In una cultura che fa dell’armonia del gruppo il massimo valore non c’è bisogno di risposte nette, chi sa capisce dal contesto. Così nessuno dice mai: «No». È offensivo. Si dice «forse», si usano allocuzioni ambigue, il cui senso dipende da come vengono dette. Soprattutto dipendono dal chinmoku, dai silenzi, dalle pause che le accompagnano. Il non dire, il tempo che si prende per rispondere, sotto il monte Fuji è di per se stesso comunicazione. Ma allora tra di loro si capiscono sempre? Molto spesso no e questo crea bei guai politico-aziendali. Infatti i comunicatori abili in Giappone sono quelli che hanno haragei: la capacità di leggere il pensiero altrui, di comunicare o dissimulare il proprio.
E poi loro corrono sempre. Perché? Corrono perché una persona come si deve è dotata di ganbari. La parola è intraducibile, ma facciamo finta che voglia dire perseveranza, tener duro. È un retaggio del bushido (la via del samurai) che spinge tutti a non fermarsi, a fare del proprio meglio in ogni situazione, perché ciò che conta non è tanto il risultato ma l’impegno che si mette per ottenerlo. E per rendersene conto basta ripensare a quanto sopportavano per divertirsi in trasmissioni come quella che da noi era intitolata Mai dire Banzai. Così quando ci si saluta ci si dice ganbatte, «lavora sodo», esattamente come allo stadio si urla ganbatte ai giocatori, o lo si dice ai propri figli prima che vadano a scuola. Qualcuno lo scrive anche alla fine delle lettere. Tant’è che in Giappone la pensione, il niente da fare porta spesso al suicidio, alla depressione. Del resto questo è l’unico Paese che abbia qualcosa come il karoshi, la morte da superlavoro.

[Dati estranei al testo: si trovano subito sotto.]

PR #1582, opened 2026-04-29
[config] Enable sitemap lastmod and align with Docusaurus v4 defaults

### LINKED ISSUE #1579: [chore] Add “lastmod” to sitemap generation
### What do we need to do?

Lately I’ve been working with some sitemap-enabled crawlers and one of the techniques used often to avoid having to crawl every single page/etag is as simple as adding the “lastmod” information to every sitemap entry.

And it seems that Docusaurus supports it pretty well since version 3.2:

https://docusaurus.io/blog/releases/3.2#sitemap-lastmod

The datetime defaults to the datetime of the last commit of the file, not the build date. And that’s perfect.

I’d recommend to add it ASAP, it’s just a setting in config. And I’m sure that will help, in fact I’m right now building one of those sitemap-based crawlers for a project…and can test it immediately.

Ciao :-)

stronk7:
Configure the sitemap plugin (via classic preset) with lastmod: 'date', priority: null and changefreq: null, matching the upcoming v4.0 defaults as described in https://docusaurus.io/blog/releases/3.2#sitemap-lastmod.

Fixes #1579

I've tested it locally and is working well, all the URLs based on git files are getting the `<lastmod>YYYY-MM-13DD</lastmod>` element.

Obviously, those generated from JSON or other methods, not coming from git (tags, search page, ...) do not have that new information.

Also, at the same time, the old (and useless) `priority` and `changefreq` have been removed, aligning which the expected defaults for v4.0.

Ciao :-)

### DIFF
--- a/docusaurus.config.js
+++ b/docusaurus.config.js
@@ -115,6 +115,11 @@ const config = {
                         trackingID: 'G-L9EE8RW5B1',
                     }
                     : undefined,
+                sitemap: {
+                    lastmod: 'date',
+                    priority: null,
+                    changefreq: null,
+                },
             }),
         ],
     ],


stronk7:
Just noting that it's also possible to use `datetime` instead of `date` if we want more resolution, but I don't think that's needed.

In any case I hope this helps to reduce full crawling, because crawlers will have less work to do.

Ciao :-)

andrewnicols (approved):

Anche armati di tutte queste conoscenze, però, quello che un tempo fu il Paese più isolato del mondo, e adesso è uno dei pilastri della globalizzazione, vi resterà per molti versi oscuro. Ci sono tutti quei fenomeni che lasciano in dubbio anche i giapponesi, mutamenti culturali causati dall’incontro della loro civiltà con la nostra. Una volta in Giappone le signorine per bene erano ryosaikenbo (buone mogli e madri sagge), poi è arrivata la festa di San Valentino - noto dio scintoista - con i suoi giri choko (cioccolatini del dovere) che si regalano ai conoscenti maschi con cui avere buoni rapporti e gli honmei choko che invece vanno all’amato. Dopo ancora sono arrivate le Harajuku Girls, che si rifiutano di crescere e si vestono come i personaggi dei cartoni animati, violando qualsiasi basilare regola della vecchia società. Meglio però queste ragazzine o gli otaku, adolescenti ossessionati dai videogiochi, del sempre più diffuso fenomeno degli hikikomori. Giovani che si chiudono nella loro stanza e non escono più: hanno paura degli esami, dell’università del lavoro che non si trova...
Un giapponese potrebbe dirvi che è colpa della cultura occidentale che ha cambiato i valori.

Potreste rispondergli che è un fenomeno loro e che da noi anzi sta arrivando attraverso i video, le canzoni e qualche scrittore di grido con gli occhi a mandorla, che sono i nostri giovani a copiarlo... Ma in fondo ci risiamo siamo di nuovo: lost in traslation.